DIRECTIONS FOR THIS TASK:
Determine how many lines in the entries below contain the word "fields". The reply is that number alone.

Data extracted from a collection:

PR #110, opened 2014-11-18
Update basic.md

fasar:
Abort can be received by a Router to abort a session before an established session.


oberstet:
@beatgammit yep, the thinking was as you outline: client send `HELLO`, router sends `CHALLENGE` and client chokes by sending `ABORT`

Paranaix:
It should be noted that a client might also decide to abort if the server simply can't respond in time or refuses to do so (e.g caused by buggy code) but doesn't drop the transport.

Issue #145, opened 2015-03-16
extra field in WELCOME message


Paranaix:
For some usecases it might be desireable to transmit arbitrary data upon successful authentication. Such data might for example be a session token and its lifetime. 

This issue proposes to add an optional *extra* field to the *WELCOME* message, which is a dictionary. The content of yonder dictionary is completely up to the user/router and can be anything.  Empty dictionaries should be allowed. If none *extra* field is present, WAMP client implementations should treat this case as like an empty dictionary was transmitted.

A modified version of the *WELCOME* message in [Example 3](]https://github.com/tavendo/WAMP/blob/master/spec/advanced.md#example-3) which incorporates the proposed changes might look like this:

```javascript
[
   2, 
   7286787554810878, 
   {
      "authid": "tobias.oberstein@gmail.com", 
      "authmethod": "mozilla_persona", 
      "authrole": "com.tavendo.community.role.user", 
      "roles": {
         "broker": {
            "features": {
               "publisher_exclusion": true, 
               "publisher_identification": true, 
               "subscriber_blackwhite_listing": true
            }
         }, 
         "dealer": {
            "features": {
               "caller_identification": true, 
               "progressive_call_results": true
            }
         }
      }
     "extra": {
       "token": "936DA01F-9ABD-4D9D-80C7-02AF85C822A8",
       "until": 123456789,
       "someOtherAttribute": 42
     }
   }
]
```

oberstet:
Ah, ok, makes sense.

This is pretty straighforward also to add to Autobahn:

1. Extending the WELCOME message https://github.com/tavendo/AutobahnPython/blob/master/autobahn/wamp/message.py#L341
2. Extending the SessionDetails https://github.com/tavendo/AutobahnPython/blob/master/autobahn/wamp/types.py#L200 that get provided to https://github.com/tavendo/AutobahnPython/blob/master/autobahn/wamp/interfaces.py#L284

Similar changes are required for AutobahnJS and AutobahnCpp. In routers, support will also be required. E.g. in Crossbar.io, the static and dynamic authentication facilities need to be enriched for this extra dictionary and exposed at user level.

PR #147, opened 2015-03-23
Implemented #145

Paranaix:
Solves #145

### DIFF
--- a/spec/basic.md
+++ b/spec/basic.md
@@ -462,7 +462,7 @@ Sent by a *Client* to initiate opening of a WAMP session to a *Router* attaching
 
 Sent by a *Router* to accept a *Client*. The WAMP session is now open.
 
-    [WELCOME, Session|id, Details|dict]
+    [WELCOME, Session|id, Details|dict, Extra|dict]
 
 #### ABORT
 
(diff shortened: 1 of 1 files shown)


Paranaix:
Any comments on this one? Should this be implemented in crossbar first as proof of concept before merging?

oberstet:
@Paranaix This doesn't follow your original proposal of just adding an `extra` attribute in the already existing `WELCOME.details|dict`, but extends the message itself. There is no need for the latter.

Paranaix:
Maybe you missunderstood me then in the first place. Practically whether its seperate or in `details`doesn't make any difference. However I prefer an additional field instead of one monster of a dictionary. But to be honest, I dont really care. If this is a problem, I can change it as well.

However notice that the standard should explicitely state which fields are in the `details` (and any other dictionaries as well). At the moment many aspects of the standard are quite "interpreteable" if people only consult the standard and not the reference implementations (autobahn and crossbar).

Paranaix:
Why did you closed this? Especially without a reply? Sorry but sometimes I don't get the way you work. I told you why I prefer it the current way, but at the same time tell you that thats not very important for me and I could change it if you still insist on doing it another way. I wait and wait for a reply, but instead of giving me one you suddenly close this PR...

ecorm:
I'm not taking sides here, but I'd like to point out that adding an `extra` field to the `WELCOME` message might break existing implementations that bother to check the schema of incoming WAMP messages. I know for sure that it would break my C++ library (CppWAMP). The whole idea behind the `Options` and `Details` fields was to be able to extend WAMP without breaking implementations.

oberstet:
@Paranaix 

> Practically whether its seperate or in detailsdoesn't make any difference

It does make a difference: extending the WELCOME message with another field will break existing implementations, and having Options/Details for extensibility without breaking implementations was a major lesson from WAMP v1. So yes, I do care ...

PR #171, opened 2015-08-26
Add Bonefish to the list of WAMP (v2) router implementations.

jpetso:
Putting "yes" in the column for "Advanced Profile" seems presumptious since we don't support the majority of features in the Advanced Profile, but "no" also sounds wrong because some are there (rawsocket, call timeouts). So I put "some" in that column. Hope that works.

EXERCISE ANSWER:
2